# [WHAT TO WORK ON]
Repeat exactly the lines of the listing from the line containing "-249,6 +249,25 @@" through its last line, and nothing beyond them.

# [MATERIAL TO PROCESS]
PR #632, opened 2022-05-06
Hability to set initial pageNumber for templateHeaders

leonelvsc:
Based on this comment https://github.com/puppeteer/puppeteer/issues/3383#issuecomment-428613372 i've implemented and tested on my own the solution

### DIFF
--- a/bin/browser.js
+++ b/bin/browser.js
@@ -249,6 +249,25 @@ const callChrome = async pup => {
         if (request.options.delay) {
             await page.waitForTimeout(request.options.delay);
         }
+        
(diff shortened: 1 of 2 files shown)


leonelvsc:
We could use the style injection to inject css at the headerTemplate as a parameter?

freekmurze:
Could you also add an example to the docs?

leonelvsc:
Done, i will leave to anyone else the inlining of css as a parameter for headers and footers

freekmurze:
Thanks!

# [SOLUTION]
@@ -249,6 +249,25 @@ const callChrome = async pup => {
         if (request.options.delay) {
             await page.waitForTimeout(request.options.delay);
         }
+        
(diff shortened: 1 of 2 files shown)


leonelvsc:
We could use the style injection to inject css at the headerTemplate as a parameter?

freekmurze:
Could you also add an example to the docs?

leonelvsc:
Done, i will leave to anyone else the inlining of css as a parameter for headers and footers

freekmurze:
Thanks!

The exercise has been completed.